Cirurgia de Reputação
O ar na suíte VIP do Hospital Silva era denso, carregado com o cheiro de antisséptico caro e o pânico silencioso de quem vê o próprio império desmoronar. O monitor cardíaco emitia um bipe arrítmico, a trilha sonora de uma falência orgânica que a medicina de elite, em sua arrogância, não conseguira conter. Henrique Silva, o homem que construíra sua fortuna sobre o desprezo pelos "descartáveis", jazia agora como uma casca cinzenta. Sua condição era iatrogênica: um erro médico deliberado, ocultado por anos de subornos e diagnósticos falsos, que finalmente cobrava seu preço.
Lucas entrou sem ser anunciado. O silêncio que se seguiu não foi de respeito, mas de um ódio impotente. Os herdeiros Silva, antes altivos, aglomeravam-se no canto da suíte, as expressões contorcidas pelo medo da ruína financeira.
— Você não deveria estar aqui, Lucas — sibilou um dos sobrinhos, bloqueando o caminho com um gesto desajeitado de autoridade. — A segurança foi instruída a retirá-lo.
Lucas nem sequer olhou para ele. Contornou o homem como se fosse apenas parte da mobília, seus passos precisos ecoando no mármore. Ao chegar ao leito, seus olhos fixaram-se na leitura do monitor. A falha era óbvia: uma negligência técnica que qualquer residente do primeiro ano identificaria, mas que a equipe contratada a peso de ouro pelos Silva, cega pela própria soberba, ignorara.
— Se continuarem com essa dosagem de vasopressores, o Patriarca não passará da próxima hora — disse Lucas, a voz desprovida de qualquer emoção. Ele não pediu permissão; ele assumiu o comando. Com um movimento ágil, afastou os médicos da família, que recuaram, subitamente conscientes de que a competência de Lucas era a única barreira entre eles e a perda total do patriarca.
Lucas ajustou o monitor, seus dedos movendo-se com uma precisão cirúrgica. Ele reduziu a dosagem do sedativo até que as pálpebras do magnata tremessem. O objetivo não era a cura, mas a consciência plena da derrota. Henrique abriu os olhos, o desespero lutando contra a névoa da medicação. Ele reconheceu o homem que fora expulso por ser "inútil" à linhagem. Lucas deslizou um dossiê sobre a mesa de cabeceira, expondo as provas da negligência que o próprio Henrique tentara encobrir.

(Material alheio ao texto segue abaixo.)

PR #373, opened 2017-10-18
fix inter-project dependencies with a library jar

wtritch:


build.gradle
```diff
@@ -164,7 +164,7 @@ subprojects {
     }
 
     // Skip running integration and system tests automatically, because they take a long time
-    test.exclude '**/*IT.*', '**/*RST.*'
+    test.exclude '**/*IT.*', '**/*RST.*', '**/*AST.*'
```
wtritch: unrelated, we don't want to run the AST tests when running the standard 'test' task

bgsavage: Thanks, I saw I missed this too while I was in here troubleshooting.

package-processor/build.gradle
```diff
@@ -29,4 +29,17 @@ dependencies {
...
+    from sourceSets.main.output
+}
+configurations {
+    library {
+        extendsFrom testRuntime
+    }
+}
+artifacts {
+    library libraryJar
+}
```
wtritch: It looks like the problem is that when we depend upon the standard artifact it's been re-packaged as a spring boot jar... which apparently causes some issues.  I took a page out of the common module and created a library jar without any spring boot processing/repackaging for cross-module use.

task-service/build.gradle
```diff
@@ -29,7 +29,7 @@ dependencies {
     compile project(':rdw-ingest-common')
 
     testCompile 'org.springframework.boot:spring-boot-starter-test'
-    testCompile project(':rdw-ingest-package-processor')
+    compile project(path: ':rdw-ingest-package-processor', configuration: 'library')
```
wtritch: Depending upon the "library" jar rather than the module artifact allows the tests to compile without issue.

bgsavage: So why don't we need to do this for `:rdw-ingest-common`?

package-processor/build.gradle
malaffoon: Ugh, really?

task-service/build.gradle
wtritch: I believe it has to do with ingest-common's build.gradle:
```
bootRepackage.enabled = false
bootRun.enabled = false
```

malaffoon: i *really* don't like this being `compile` vs `testCompile`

— O senhor está acordado, tio — Lucas murmurou, a voz cortante como um bisturi. — E sabe exatamente o que está acontecendo.
Mais tarde, no gabinete particular, o confronto atingiu o ápice. Lucas jogou a chave criptografada do cofre de dados da Holding Silva sobre a mesa de mogno. O som do impacto foi o único aviso necessário.
— Isso é chantagem, Lucas! — Henrique tentou se levantar, mas o suor frio na testa o traiu. — Eu financiei a sua carreira! Você não é nada sem a família.
— Sua reputação é um castelo de cartas, Henrique — Lucas inclinou-se, invadindo o espaço vital do velho. — E eu sou o vento. A auditoria internacional já congelou seus ativos. O preço agora é a sua renúncia total. Assine, ou o prontuário da sua negligência será lido pelos investidores antes do amanhecer.
O Patriarca, sem saída, trêmulo, pegou a caneta. Enquanto a assinatura era selada, Helena observava da porta, a aliança estratégica consolidada. Lucas sentiu o peso da vitória, mas, ao sair do hospital, o clima mudou. Um investidor internacional, um player que ele ainda não mapeara, aguardava no saguão, observando-o com um sorriso que prometia um conflito muito maior do que o da família Silva.